Transformer-VAE-for-Program-Synthesis

Motivation

Since releasing a Transformer Variational Autoencoder (T5-VAE) I have been looking into using it as a tool for reasoning.

I think learning compressed latent spaces is the only form of abstraction deep learning systems are capable of. I think reasoning using these latent codes will be key for future systems.

{% include info.html text=“T5-VAE reproduces sequences while compressing them into latent vectors with values between -1 and 1. Continuity between latent vectors is ensured, resulting in a semanticly organised space of sequences with each training sample corresponding to a position.” type=“primary” %}

Program synthesis involves creating a program to satisfy some input and output examples. To search efficiently intermediate programs need to be evaluated so only relevent areas are searched. This often involves scoring intermediate programs based on how close the output is to the correct one. The search space is then constrained to programs that increase said score.

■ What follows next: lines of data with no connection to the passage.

PR #3120, opened 2026-01-13
allow changing pseudonymity in identity edit dialog

dbear496:
This PR enables switching the pseudonymity of an identity from the GUI.

My testing indicates that switching from pseudonymous to linked works pretty well. Though it can take a considerable time for friends to recognize the change from "linked to unknown node" to "linked to friend node".

Switching from linked to pseudonymous does not work fully. The owning node seems to not recognize the change at all -- the identity is still labeled "Identity owned by you, linked to your Retroshare node". Other nodes seem to get the update since they change the label to "Anonymous identity"; however, the serviceString still indicates that the identity is linked.

Altogether, I think this is acceptable. The use case of switching from linked to pseudonymous is dubious anyway since obviously any malicious node could easily just retain the pgp signature and/or remember the old link between the identity and profile.

### DIFF
--- a/retroshare-gui/src/gui/Identity/IdEditDialog.cpp
+++ b/retroshare-gui/src/gui/Identity/IdEditDialog.cpp
@@ -320,9 +320,15 @@ void IdEditDialog::loadExistingId(const RsGxsIdGroup& id_group)
 	{
 		ui->radioButton_Pseudo->setChecked(true);
 	}
-	// these are not editable for existing Id.
-  ui->radioButton_GpgId->setEnabled(true);
-  ui->radioButton_Pseudo->setEnabled(true);
+  // typically don't allow switching from linked to anonymous because it could
+  // lead a false sense of security
+  #ifndef ALLOW_ID_SWITCH_TO_ANONYMOUS
+  if(realid)
+  {
+    ui->radioButton_GpgId->setEnabled(false);
+    ui->radioButton_Pseudo->setEnabled(false);
+  }
+  #endif
 
 	// DOES THIS TRIGGER ALREADY???
 	// force - incase it wasn't triggered.
--- a/retroshare-gui/src/gui/Identity/IdEditDialog.cpp
+++ b/retroshare-gui/src/gui/Identity/IdEditDialog.cpp
@@ -154,7 +154,7 @@ void IdEditDialog::setupNewId(bool pseudo,bool enable_anon)
             std::cerr << "IdEditDialog::setupNewId: Error. Cannot init with pseudo-anonymous id when anon ids are disabled." << std::endl;
             pseudo = false ;
         }
-        
+
 	mIsNew = true;
 	mGroupId.clear();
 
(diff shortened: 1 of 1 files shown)


csoler:
If you have an non-anonymous identity, making it anonymous will not make everyone in the network forget who it was in the first place. This gives some false sense of security.

- anonymous identities are not "linked to unknown node". That last statement means it's signed, but you do not know the profile that signed it. Anonymous identities are just not signed.

> Switching from linked to pseudonymous does not work fully. The owning node seems to not recognize the change at all -- the identity is still labeled "Identity owned by you, linked to your Retroshare node". Other nodes seem to get the update since they change the label to "Anonymous identity"; however, the serviceString still indicates that the identity is linked.

The service string needs to be updated and ID needs to be re-loading in the cache in order for the change to get visible for you.

dbear496:
> anonymous identities are not "linked to unknown node". That last statement means it's signed, but you do not know the profile that signed it. Anonymous identities are just not signed.

I am aware of this. For switch from anonymous to linked, neighboring nodes seem to fairly quickly detect the switch from "anonymous" to "linked to unknown node", but the signature validation can have a considerable delay, so it is slow switching from "linked to unknown node" to "linked to friend node".

> This gives some false sense of security.

Do you suppose then it would be better to not offer the option at all to switch from linked to anonymous?

> The service string needs to be updated and ID needs to be re-loading in the cache in order for the change to get visible for you.

I will see about implementing this.

Would it also be good for neighbor nodes to update the service string -- effectively "forgetting" that the ID was ever linked?

dbear496:
I noticed that in some places, IDs are determined to be linked/anonymous based on the flag `RSGXSID_GROUPFLAG_REALID`, and in other places it is determined by examining the service string. (Not to mention `RSGXSID_GROUPFLAG_REALID_kept_for_compatibility`.) This can lead to conflicting information being shown to users. Is there any guidance about when one method should be used over another?

csoler:
> > anonymous identities are not "linked to unknown node". That last statement means it's signed, but you do not know the profile that signed it. Anonymous identities are just not signed.
> 
> I am aware of this. For switch from anonymous to linked, neighboring nodes seem to fairly quickly detect the switch from "anonymous" to "linked to unknown node", but the signature validation can have a considerable delay, so it is slow switching from "linked to unknown node" to "linked to friend node".
> 

Signature validation is what brings you the "linked to unknown/known node". The unknown vs. friend node is because the profile key is somewhat not accessible (means "unknown node" because in this case we only have the profile key ID and not the full profile key)


> > This gives some false sense of security.
> 
> Do you suppose then it would be better to not offer the option at all to switch from linked to anonymous?
> 

I don't like that security relies on ambiguous situations like this one. So IMO it's better to create a new identity.

> Would it also be good for neighbor nodes to update the service string -- effectively "forgetting" that the ID was ever linked?

it will be forgotten at some point, but the fact that there is no way to force this is a problem.

csoler:
> I noticed that in some places, IDs are determined to be linked/anonymous based on the flag `RSGXSID_GROUPFLAG_REALID`, and in other places it is determined by examining the service string. (Not to mention `RSGXSID_GROUPFLAG_REALID_kept_for_compatibility`.) This can lead to conflicting information being shown to users. Is there any guidance about when one method should be used over another?

The service string is the most reliable, because REALID was misused for a while and there's some cooking to determine the actual status of the ID so as to be backward compatible. I think this is done when determining the service string.

dbear496:
I disabled the UI for switching IDs from linked to anonymous to avoid leading a false sense of security. I don't know if it's worth diving into the service string stuff right now because that only benefits the linked-to-anonymous case.

PR #3125, opened 2026-01-15
update VOIP for current libavcodec

dbear496:
Replaces calls to deprecated/removed libavcodec functions with their modern equivalents. Tested with libavcodec version 62.

### DIFF
--- a/plugins/VOIP/VOIP.pro
+++ b/plugins/VOIP/VOIP.pro
@@ -43,7 +43,7 @@ INCLUDEPATH += $$PWD/../../retroshare-gui/src/temp/ui
 # when rapidjson is mainstream on all distribs, we will not need the sources anymore
 # in the meantime, they are part of the RS directory so that it is always possible to find them
 
-INCLUDEPATH += ../../rapidjson-1.1.0
+INCLUDEPATH += ../../supportlibs/rapidjson/include
 
 
 #################################### Linux #####################################
--- a/plugins/VOIP/gui/VideoProcessor.cpp
+++ b/plugins/VOIP/gui/VideoProcessor.cpp
@@ -409,7 +409,7 @@ bool JPEGVideo::encodeData(const QImage& image,uint32_t /* size_hint */,RsVOIPDa
     encoded_frame.save(&buffer,"JPEG") ;
 
     voip_chunk.data = rs_malloc(HEADER_SIZE + qb.size());
-    
+
     if(!voip_chunk.data)
         return false ;
 
@@ -431,7 +431,9 @@ bool JPEGVideo::encodeData(const QImage& image,uint32_t /* size_hint */,RsVOIPDa
 
 FFmpegVideo::FFmpegVideo()
 {
+#if LIBAVCODEC_VERSION_MAJOR < 58
     avcodec_register_all();
+#endif
     // Encoding
 
     encoding_codec = NULL ;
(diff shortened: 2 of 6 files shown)


plugins/VOIP/VOIP.pro
```diff
@@ -43,7 +43,7 @@ INCLUDEPATH += $$PWD/../../retroshare-gui/src/temp/ui
 # when rapidjson is mainstream on all distribs, we will not need the sources anymore
 # in the meantime, they are part of the RS directory so that it is always possible to find them
 
-INCLUDEPATH += ../../rapidjson-1.1.0
```
csoler, line 46: I have no idea what rapidjson is doing in the VOIP plugin. Do you?

plugins/VOIP/gui/VideoProcessor.cpp
```diff
@@ -686,13 +693,22 @@ bool FFmpegVideo::encodeData(const QImage& image, uint32_t target_encoding_bitra
...
 	pkt.size = 0;
 
 	//    do
 	//    {
 	int ret = avcodec_encode_video2(encoding_context, &pkt, encoding_frame_buffer, &got_output) ;
+#else
+
+  int ret = avcodec_send_frame(encoding_context, encoding_frame_buffer);
+  if(!ret || ret == AVERROR(EAGAIN))
+    ret = avcodec_receive_packet(encoding_context, &pkt);
```
csoler: some libs (e.g. openssl) require an arbitrary number of calls after EAGAIN (meaning you should call until it works). Isn't it the case for libav as well?

plugins/VOIP/VOIP.pro
dbear496: I don't think VOIP uses rapidjson directly, but libretroshare uses it in some of its headers so it is transitively required.

plugins/VOIP/gui/VideoProcessor.cpp
dbear496: Here is a quick overview of how the new avcodec encode/decode functions work: https://ffmpeg.org/doxygen/8.0/group__lavc__encdec.html. Essentially, when `avcodec_send_frame` fails with `AVERROR(EAGAIN)`, that means the internal buffer is full and it must be emptied with one or more calls to `avcodec_receive_packet`. Similarly, when `avcodec_receive_packet` fails with `AVERROR(EAGAIN)`, that means the internal buffer is empty and it must be filled with one or more calls to `avcodec_send_frame`.

I cheat a little bit here because this is a live feed. If `avcodec_send_frame` fails with `AVERROR(EAGAIN)`, then I just drop the frame. It seems that in practice video frames and packets have a one-to-one affinity, so this case should never happen anyway. Perhaps it would be more prudent to loop through several calls to `avcodec_receive_packet` and drop the returned packets to avoid increased latency from a full buffer. Though I am unsure of the implications of dropping packets; I do not know: depending on the type of compression, it may corrupt the stream; whereas I think dropping frames is relatively safe.

The root issue is the function signature of `VideoCodec::encodeData` assumes a one-to-one affinity between frames and packets, making it impossible to produce more than one packet for a single frame. I also couldn't find any authoritative statement that `avcodec_send_packet` could or not consume concatenated data produced by more than one call to `avcodec_receive_packet`; thus, to avoid issues on the decode side, I did not want to squeeze more than one packet into a single `RsVOIPDataChunk`.

dbear496: tldr, if I had a better understanding of libavcodec, I could probably make this better, but some questions seem to go unanswered by libavcodec docs.

csoler: for sure you cannot wait for all the data to come in a loop. In openssl what we do is keep the state (last returned value) and continue when coming back in the same method. If you do not fix this now please add a comment (your middle paragraph above), so that if one needs to fix this later (as you say because it somehow breaks the encoding) then it will be much easier to spot why it fails.

plugins/VOIP/VOIP.pro
dbear496: I don't have the qmake knowhow to make the requirement transitive. I know in CMake, it would be done declaring the include path with the `PUBLIC` keyword.

plugins/VOIP/gui/VideoProcessor.cpp
dbear496: Okay, I updated the code so now it calls `avcodec_receive_packet` in a loop. I had to modify the function signature for `VideoCodec::encodeData` so it can produce more than one `RsVOIPDataChunk`.

PR #3129, opened 2026-01-17
BW statistics: remove useless values, display outqueue size in bytes, drain, total in, total out, save config

jolavillette:
This pr needs libretroshare pr/245

Refactor: Bandwidth Control Window Improvements

- Sticky Totals Row: Implemented a custom `BwCtrlWidgetItem` that keeps the "Totals" row pinned at the top of the list, regardless of the column being sorted or the sort direction.

- Totals row correctly hides irrelevant data

- Numeric data (Rates, Max, Allowed) now features 1-decimal precision and is right-aligned for better readability.

- New column Drain = OutQueue bytes / Out KB/s column display the estimated time to empty the OutQueue at current speed

- Conditional Visual Alerts: Added dynamic coloring to the Drain column to highlight network congestion: Orange for values > 30s and Red with white text for values > 60s.

- Implemented column width persistence using `QSettings` to maintain user layout preferences across sessions.

Code and comments by Gemini


jolavillette:
Per peer total in and total out are lost when the peer disconnects
Global total in and total out are persistent throughout session
All values are lost when the session is closed

defnax:
> Per peer total in and total out are lost when the peer disconnects Global total in and total out are persistent throughout session All values are lost when the session is closed

Maybe we need a feature when this done anytime later keep data till connected again start from last calculated one , I think then need storing/loading feature

csoler:
outAllowed and InAllowed *are* relevant: they are the limits when accounting for the upload/DL limit of each friend.
So currently OutMax for instance is inconsistent with what is in the columns below.

jolavillette:
I made a mistake in the PR description.

As you can see in the PR code or if you ran it, outAllowed is still here.

- outAllowed is a value that we receive from our friend via the bandwidthctrl service: it is the maximum speed that the friend is willing to receive from us, it is calculated by the friend in pqihandler
- outMax is a value that we derive in pqihandler from our own constraint on UP BW, taking into account that outMax cannot be greater than outAllowed

- the same applies to inAllowed received from our friend, that's the max he wants to send to us
- and also for inMax, except that it does not take into account inAllowed received from our friend. that's why inMax and inAllowed have always the same values, and we could remove inAllowed

see the code in pqihandler::UpdateRates

csoler:
Very cool reshape. It's more useful now! would you mind adding tooltips for each column (on the header) to describe what's in each column?

jolavillette:
InAllowed column removed because peers don't provide any information about their upload capacity
see rsconfig.h and p3bwctrl.cc
The only relevant value is our download capacity calculated in pqihandler.cc and displayed in the InMax column

PR #3142, opened 2026-01-25
Fix Identity/Chat refresh logic to handle instant avatar updates

jolavillette:
Need libretroshare pr/253

Code and comment by Antigravity

Fix Identity/Chat refresh logic to handle instant avatar updates
This PR updates the GUI to listen for GXS Identity events, fixing a regression where avatars would disappear or fail to update due to cache invalidation in the core.
1. Fix People Tab (IdentityListModel)
- **Issue:** The existing [timerUpdate] logic only refreshed category headers, failing to repaint child Identity items when their data changed (e.g., after a cache miss/reload).
- **Fix:** Added [handleIdentityEvent] to listen for `RsEventType::GXS_IDENTITY`. It triggers a precise `dataChanged` signal for the specific identity row, forcing an immediate repaint.
2. Fix Chat Lobby (ChatLobbyDialog)
- **Issue:** Participant icons in the Chat Lobby were cached and never updated unless the lobby was reloaded.
- **Fix:** Added `handleIdentityEvent` to force an update of the participant's `QTreeWidgetItem` icon when their identity changes.

### DIFF
--- a/retroshare-gui/src/gui/Identity/IdDialog.cpp
+++ b/retroshare-gui/src/gui/Identity/IdDialog.cpp
@@ -451,6 +451,9 @@ IdDialog::IdDialog(QWidget *parent)
     updateIdTimer.setSingleShot(true);
 	connect(&updateIdTimer, SIGNAL(timeout()), this, SLOT(updateIdList()));
 
+    updateCirclesTimer.setSingleShot(true);
+	connect(&updateCirclesTimer, SIGNAL(timeout()), this, SLOT(updateCircles()));
+
     mFontSizeHandler.registerFontSize(ui->idTreeWidget, 0, [this] (QAbstractItemView*, int fontSize) {
         // Set new font size on all items
         mIdListModel->setFontSize(fontSize);
@@ -540,7 +543,10 @@ void IdDialog::handleEvent_main_thread(std::shared_ptr<const RsEvent> event)
 		case RsGxsCircleEventCode::CACHE_DATA_UPDATED:
 
 			if (isVisible())
-                updateCircles();
+            {
+                if(!updateCirclesTimer.isActive())
+                    updateCirclesTimer.start(200);
+            }
 			else
 				needUpdateCirclesOnNextShow = true;
 		default:
@@ -1426,13 +1432,11 @@ void IdDialog::updateIdListRequest()
 {
     if(updateIdTimer.isActive())
     {
-        std::cerr << "updateIdListRequest(): restarting timer"<< std::endl;
         updateIdTimer.stop();
         updateIdTimer.start(1000);
     }
     else
     {
-        std::cerr << "updateIdListRequest(): starting timer"<< std::endl;
         updateIdTimer.start(1000);
     }
 }
--- a/retroshare-gui/src/gui/Identity/IdDialog.cpp
+++ b/retroshare-gui/src/gui/Identity/IdDialog.cpp
@@ -545,7 +545,7 @@ void IdDialog::handleEvent_main_thread(std::shared_ptr<const RsEvent> event)
 			if (isVisible())
             {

If the programs were represented by positions in latent space and a deep learning model predicted the output state, we would have a loss (against the target output) to evaluate the program effectiveness and use Bayesian Optimisation to search the space.

To do this I’m developing a Python interpreter which uses T5-VAE’s to represent code and state named “Latent Executor”. Its currently in development but I’m excited to share what I’ve learnt so far.

Architecture

The idea is to learn a semanticly organised map of code and state just by looking at tokens. This means the model should learn to organise programing concepts making the resulting space easier to search!

To do This T5-VAEs are trained to represent code and state. Their resulting encodings are concatenated and given to what I’m calling an executor which is a T5-encoder which maps the (state + code) encoding into the resulting state. This is then passed to the state autoencoder again to be decoded into the resulting state.

Initial Tests

The first test for this model was to learn to find the missing value in simple sums. These were in the form 12+?=23 or 10+?=5.

Here “state” represents the first value in the sum and the result (both being 2-digit positive integers) while “code” is the summed value (a 2-digit integer).

A small Latent Executor was made with T5-base encoders and decoders and a just 2 dimensional latent space. By only using 2 latent dimensions the space of “programs” was easy to visualise.

Here are the resulting state and code latent spaces.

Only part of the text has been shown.